START Information given

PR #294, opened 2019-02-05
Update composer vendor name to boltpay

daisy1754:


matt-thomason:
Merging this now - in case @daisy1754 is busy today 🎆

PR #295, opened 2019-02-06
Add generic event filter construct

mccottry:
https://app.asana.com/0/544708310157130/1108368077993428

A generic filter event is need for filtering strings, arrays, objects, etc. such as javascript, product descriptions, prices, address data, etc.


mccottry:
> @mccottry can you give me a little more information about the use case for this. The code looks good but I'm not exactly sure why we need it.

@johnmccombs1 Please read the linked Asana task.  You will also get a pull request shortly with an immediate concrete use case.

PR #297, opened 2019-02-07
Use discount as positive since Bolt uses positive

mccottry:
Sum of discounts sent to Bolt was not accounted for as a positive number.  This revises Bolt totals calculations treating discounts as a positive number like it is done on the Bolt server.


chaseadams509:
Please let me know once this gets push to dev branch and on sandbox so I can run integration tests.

END Information given

◆ Exercise prompt:
What is wanted is every line above, written out exactly.

◆ Response below:
PR #294, opened 2019-02-05
Update composer vendor name to boltpay

daisy1754:


matt-thomason:
Merging this now - in case @daisy1754 is busy today 🎆

PR #295, opened 2019-02-06
Add generic event filter construct

mccottry:
https://app.asana.com/0/544708310157130/1108368077993428

A generic filter event is need for filtering strings, arrays, objects, etc. such as javascript, product descriptions, prices, address data, etc.


mccottry:
> @mccottry can you give me a little more information about the use case for this. The code looks good but I'm not exactly sure why we need it.

@johnmccombs1 Please read the linked Asana task.  You will also get a pull request shortly with an immediate concrete use case.

PR #297, opened 2019-02-07
Use discount as positive since Bolt uses positive

mccottry:
Sum of discounts sent to Bolt was not accounted for as a positive number.  This revises Bolt totals calculations treating discounts as a positive number like it is done on the Bolt server.


chaseadams509:
Please let me know once this gets push to dev branch and on sandbox so I can run integration tests.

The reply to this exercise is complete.